## [Task prompt]
The records below need to be printed in full. Keep each one exact.

## [Data for this exercise]
PR #821, opened 2017-12-07
Added variable quoting

poundbangbash:
Added variable quoting to allow spaces and special characters (like parens) in the path name.


gregneagle:
How odd that no-one has run any of this from a path containing spaces in the past decade and hit this.

poundbangbash:
I blame "Dropbox (Personal)"

PR #824, opened 2017-12-26
Remove extraneous quote

ChefAustin:
Unnecessary trailing double-quote. Kill it!


homebysix:
For the sake of completion, you might also consider making the same change to **make_munki_mpkg.sh** and **make_munki_mpkg_from_git.sh**.

ChefAustin:
@homebysix  Good call; thanks for pointing that out!

I've updated the branch to reflect removing all 3x instances of that extraneous `"`.

gregneagle:
Closing this no-longer relevant PR.

PR #837, opened 2018-02-05
Implemented optional_installs for localonly manifest

tcinbis:
Hi everyone,
current configuration tools (chef, puppet or ansible) can be used to manage `manged_installs` and `managed_uninstalls` by manipulating the local only manifest file. 
This PR would add support for the optional install key.

For example: 
```
<?xml version="1.0" encoding="UTF-8"?>
<!DOCTYPE plist PUBLIC "-//Apple//DTD PLIST 1.0//EN" "http://www.apple.com/DTDs/PropertyList-1.0.dtd">
<plist version="1.0">
<dict>
	<key>managed_installs</key>
	<array>
		<string>MunkiAdmin</string>
		<string>Remote Desktop</string>
		<string>OracleJava9JRE</string>
		<string>Mathematica</string>
		<string>XCode_commandline_tools</string>
		<string>Recipe Robot</string>
		<string>OracleJava8JRE</string>
		<string>uniprintd</string>
		<string>HipChat</string>
	</array>
	<key>managed_uninstalls</key>
	<array/>
	<key>optional_installs</key>
	<array>
		<string>Adobe_Premiere_Pro_CC_EN_2018</string>
		<string>MAXQDA12</string>
		<string>GoogleEarth</string>
		<string>munkimanifest</string>
	</array>
</dict>
</plist>
```
So far I tested if the logic is still working as expected for the following situations: 
* item is in localonly optional_installs **and** localonly managed installs
* item is in localonly optional_installs and managed installs (manifest on the server)
* item is in localonly optional_installs **and** optional installs (manifest on the server)

Could you please check and test it in your development environments?

### DIFF
--- a/code/client/munkilib/updatecheck/core.py
+++ b/code/client/munkilib/updatecheck/core.py
@@ -173,10 +173,14 @@ def check(client_id='', localmanifestpath=None):
                 localonlyuninstalls = manifestutils.get_manifest_value_for_key(
                     localonlymanifest, 'managed_uninstalls') or []
                 for item in localonlyuninstalls:
-                    analyze.process_removal(item, cataloglist, installinfo)
+                    dummy_result = analyze.process_removal(
+                        item,
+                        cataloglist,
+                        installinfo
+                    )
 
-                localonlyoptionals = manifestutils.get_manifest_value_for_key(localonlymanifest,
-                                                                              'optional_installs') or []
+                localonlyoptionals = manifestutils.get_manifest_value_for_key(
+                    localonlymanifest, 'optional_installs') or []
                 for item in localonlyoptionals:
                     dummy_result = analyze.process_optional_install(
                         item,
--- a/code/client/munkilib/updatecheck/core.py
+++ b/code/client/munkilib/updatecheck/core.py
@@ -174,6 +174,16 @@ def check(client_id='', localmanifestpath=None):
                     localonlymanifest, 'managed_uninstalls') or []
                 for item in localonlyuninstalls:
                     analyze.process_removal(item, cataloglist, installinfo)
+
+                localonlyoptionals = manifestutils.get_manifest_value_for_key(localonlymanifest,
+                                                                              'optional_installs') or []
+                for item in localonlyoptionals:
+                    dummy_result = analyze.process_optional_install(
+                        item,
+                        cataloglist,
+                        installinfo
+                    )
+
             else:
                 display.display_debug1(
                     "LocalOnlyManifest %s is set but is not present. "


erikng:
This seems like a good addition and I'm curious why it wasn't put in the original PR.

Perhaps @nmcspadden @natewalck or @mikedodge04 could add some context?

clburlison:
The only mention I can see regarding why optional was not included is:

> The feature is basic right now and only handles managed_install and managed_uninstalls. As this is not self-service, it behaves more like the main manifest than selfservemanifest.
> Nate https://github.com/munki/munki/pull/520#issue-107971022

With that said I think this adds complexity but I don't have to use this feature so 🤷‍♂️  

References:
1. Mailing list discussion [LocalOnlyManifest Idea](https://groups.google.com/forum/#!searchin/munki-dev/localonly/munki-dev/lgnBUFyMfAo/eSeTynSaBQAJ)
1. Original implementation #520

aschwanb:
Thanks to @clburlison for providing some context. I'm pinging @nmcspadden @natewalck and @mikedodge04 again to see if they have anything to add.

We make heavy use of the localonly manifest. I think most organisations that use any form of configuration management do. This would be a great addition for us.

Can I help with anything to get this merged?

gregneagle:
I don't use this feature. It's inconvenient for me to test. I need the organizations who are using this feature to test it. Lack of participation here makes it less likely I will ever merge it as I can't support it. If LocalOnlyManifests are important to you: test. Offer feedback.
@nmcspadden @erikng

aschwanb:
Thanks for the feedback.

I tested with @tcinbis and can confirm that his matrix is correct. I can test other scenarios but I can't think of any at the moment.

gregneagle:
Pinging @natewalck @nmcspadden @pudquick. If you don't test this and I merge it and it breaks you, 🤷‍♀️

macmule:
Seems fine for me from a jamJAR POV (not that that should matter).

I'll literally ignore this for jamJAR as no need in that context

natewalck:
This looks perfectly reasonable to me. Looking at `the process_optional_install` code, it handles dupes, so there are no worries about having them specified in both places, etc.

pudquick:
I'll test this change out for our environment today, but I'm not expecting this merge to be an issue.

code/client/munkilib/updatecheck/core.py
```diff
@@ -174,6 +174,16 @@ def check(client_id='', localmanifestpath=None):
                     localonlymanifest, 'managed_uninstalls') or []
                 for item in localonlyuninstalls:
                     analyze.process_removal(item, cataloglist, installinfo)
+
+                localonlyoptionals = manifestutils.get_manifest_value_for_key(localonlymanifest,
+                                                                              'optional_installs') or []
```
clburlison: This line is too long and doesn't match the style of this file. Please move `localonlymanifest, 'optional_installs') or []` to the second line.

code/client/munkilib/updatecheck/core.py
```diff
@@ -174,6 +174,16 @@ def check(client_id='', localmanifestpath=None):
                     localonlymanifest, 'managed_uninstalls') or []
                 for item in localonlyuninstalls:
                     analyze.process_removal(item, cataloglist, installinfo)
```
clburlison: Can you fix this line while you're in here? This line doesn't match the style above it or the code you're adding.
```python
                    dummy_result = analyze.process_removal(
                        item,
                        cataloglist,
                        installinfo
                    )
```

clburlison:
I've tested this over here and while I don't have a use case maybe I will in the future. 👍 from me.

tcinbis:
@clburlison thanks for your feedback! I added your style suggestions in my last commit.

pudquick:
@gregneagle Tested here with our configuration. Doesn't cause any issues for our usage of local only manifests (which are all centered around managed installs and managed uninstalls).

Admittedly - while I understand the value of this change, most everything in our catalog that could potentially be an optional install already is - we generally don't restrict application availability to specific groups of users.

As such, I couldn't test that specific desired functionality of this change easily.

But the concern for us was more in regards to breaking our existing usage, which it doesn't seem to.

Looks good on this end 👍

gregneagle:
Merged!

gregneagle:
And now I regret pulling the trigger so quickly: this should have been merged to Munki3dev. I'll try to fix that up now.

gregneagle:
Merged to Munki3dev now.

tcinbis:
Thanks @gregneagle !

## [Task solution]
PR #821, opened 2017-12-07
Added variable quoting

poundbangbash:
Added variable quoting to allow spaces and special characters (like parens) in the path name.


gregneagle:
How odd that no-one has run any of this from a path containing spaces in the past decade and hit this.

poundbangbash:
I blame "Dropbox (Personal)"

PR #824, opened 2017-12-26
Remove extraneous quote

ChefAustin:
Unnecessary trailing double-quote. Kill it!


homebysix:
For the sake of completion, you might also consider making the same change to **make_munki_mpkg.sh** and **make_munki_mpkg_from_git.sh**.

ChefAustin:
@homebysix  Good call; thanks for pointing that out!

I've updated the branch to reflect removing all 3x instances of that extraneous `"`.

gregneagle:
Closing this no-longer relevant PR.

PR #837, opened 2018-02-05
Implemented optional_installs for localonly manifest

tcinbis:
Hi everyone,
current configuration tools (chef, puppet or ansible) can be used to manage `manged_installs` and `managed_uninstalls` by manipulating the local only manifest file. 
This PR would add support for the optional install key.

For example: 
```
<?xml version="1.0" encoding="UTF-8"?>
<!DOCTYPE plist PUBLIC "-//Apple//DTD PLIST 1.0//EN" "http://www.apple.com/DTDs/PropertyList-1.0.dtd">
<plist version="1.0">
<dict>
	<key>managed_installs</key>
	<array>
		<string>MunkiAdmin</string>
		<string>Remote Desktop</string>
		<string>OracleJava9JRE</string>
		<string>Mathematica</string>
		<string>XCode_commandline_tools</string>
		<string>Recipe Robot</string>
		<string>OracleJava8JRE</string>
		<string>uniprintd</string>
		<string>HipChat</string>
	</array>
	<key>managed_uninstalls</key>
	<array/>
	<key>optional_installs</key>
	<array>
		<string>Adobe_Premiere_Pro_CC_EN_2018</string>
		<string>MAXQDA12</string>
		<string>GoogleEarth</string>
		<string>munkimanifest</string>
	</array>
</dict>
</plist>
```
So far I tested if the logic is still working as expected for the following situations: 
* item is in localonly optional_installs **and** localonly managed installs
* item is in localonly optional_installs and managed installs (manifest on the server)
* item is in localonly optional_installs **and** optional installs (manifest on the server)

Could you please check and test it in your development environments?

### DIFF
--- a/code/client/munkilib/updatecheck/core.py
+++ b/code/client/munkilib/updatecheck/core.py
@@ -173,10 +173,14 @@ def check(client_id='', localmanifestpath=None):
                 localonlyuninstalls = manifestutils.get_manifest_value_for_key(
                     localonlymanifest, 'managed_uninstalls') or []
                 for item in localonlyuninstalls:
-                    analyze.process_removal(item, cataloglist, installinfo)
+                    dummy_result = analyze.process_removal(
+                        item,
+                        cataloglist,
+                        installinfo
+                    )
 
-                localonlyoptionals = manifestutils.get_manifest_value_for_key(localonlymanifest,
-                                                                              'optional_installs') or []
+                localonlyoptionals = manifestutils.get_manifest_value_for_key(
+                    localonlymanifest, 'optional_installs') or []
                 for item in localonlyoptionals:
                     dummy_result = analyze.process_optional_install(
                         item,
--- a/code/client/munkilib/updatecheck/core.py
+++ b/code/client/munkilib/updatecheck/core.py
@@ -174,6 +174,16 @@ def check(client_id='', localmanifestpath=None):
                     localonlymanifest, 'managed_uninstalls') or []
                 for item in localonlyuninstalls:
                     analyze.process_removal(item, cataloglist, installinfo)
+
+                localonlyoptionals = manifestutils.get_manifest_value_for_key(localonlymanifest,
+                                                                              'optional_installs') or []
+                for item in localonlyoptionals:
+                    dummy_result = analyze.process_optional_install(
+                        item,
+                        cataloglist,
+                        installinfo
+                    )
+
             else:
                 display.display_debug1(
                     "LocalOnlyManifest %s is set but is not present. "


erikng:
This seems like a good addition and I'm curious why it wasn't put in the original PR.

Perhaps @nmcspadden @natewalck or @mikedodge04 could add some context?

clburlison:
The only mention I can see regarding why optional was not included is:

> The feature is basic right now and only handles managed_install and managed_uninstalls. As this is not self-service, it behaves more like the main manifest than selfservemanifest.
> Nate https://github.com/munki/munki/pull/520#issue-107971022

With that said I think this adds complexity but I don't have to use this feature so 🤷‍♂️  

References:
1. Mailing list discussion [LocalOnlyManifest Idea](https://groups.google.com/forum/#!searchin/munki-dev/localonly/munki-dev/lgnBUFyMfAo/eSeTynSaBQAJ)
1. Original implementation #520

aschwanb:
Thanks to @clburlison for providing some context. I'm pinging @nmcspadden @natewalck and @mikedodge04 again to see if they have anything to add.

We make heavy use of the localonly manifest. I think most organisations that use any form of configuration management do. This would be a great addition for us.

Can I help with anything to get this merged?

gregneagle:
I don't use this feature. It's inconvenient for me to test. I need the organizations who are using this feature to test it. Lack of participation here makes it less likely I will ever merge it as I can't support it. If LocalOnlyManifests are important to you: test. Offer feedback.
@nmcspadden @erikng

aschwanb:
Thanks for the feedback.

I tested with @tcinbis and can confirm that his matrix is correct. I can test other scenarios but I can't think of any at the moment.

gregneagle:
Pinging @natewalck @nmcspadden @pudquick. If you don't test this and I merge it and it breaks you, 🤷‍♀️

macmule:
Seems fine for me from a jamJAR POV (not that that should matter).

I'll literally ignore this for jamJAR as no need in that context

natewalck:
This looks perfectly reasonable to me. Looking at `the process_optional_install` code, it handles dupes, so there are no worries about having them specified in both places, etc.

pudquick:
I'll test this change out for our environment today, but I'm not expecting this merge to be an issue.

code/client/munkilib/updatecheck/core.py
```diff
@@ -174,6 +174,16 @@ def check(client_id='', localmanifestpath=None):
                     localonlymanifest, 'managed_uninstalls') or []
                 for item in localonlyuninstalls:
                     analyze.process_removal(item, cataloglist, installinfo)
+
+                localonlyoptionals = manifestutils.get_manifest_value_for_key(localonlymanifest,
+                                                                              'optional_installs') or []
```
clburlison: This line is too long and doesn't match the style of this file. Please move `localonlymanifest, 'optional_installs') or []` to the second line.

code/client/munkilib/updatecheck/core.py
```diff
@@ -174,6 +174,16 @@ def check(client_id='', localmanifestpath=None):
                     localonlymanifest, 'managed_uninstalls') or []
                 for item in localonlyuninstalls:
                     analyze.process_removal(item, cataloglist, installinfo)
```
clburlison: Can you fix this line while you're in here? This line doesn't match the style above it or the code you're adding.
```python
                    dummy_result = analyze.process_removal(
                        item,
                        cataloglist,
                        installinfo
                    )
```

clburlison:
I've tested this over here and while I don't have a use case maybe I will in the future. 👍 from me.

tcinbis:
@clburlison thanks for your feedback! I added your style suggestions in my last commit.

pudquick:
@gregneagle Tested here with our configuration. Doesn't cause any issues for our usage of local only manifests (which are all centered around managed installs and managed uninstalls).

Admittedly - while I understand the value of this change, most everything in our catalog that could potentially be an optional install already is - we generally don't restrict application availability to specific groups of users.

As such, I couldn't test that specific desired functionality of this change easily.

But the concern for us was more in regards to breaking our existing usage, which it doesn't seem to.

Looks good on this end 👍

gregneagle:
Merged!

gregneagle:
And now I regret pulling the trigger so quickly: this should have been merged to Munki3dev. I'll try to fix that up now.

gregneagle:
Merged to Munki3dev now.

tcinbis:
Thanks @gregneagle !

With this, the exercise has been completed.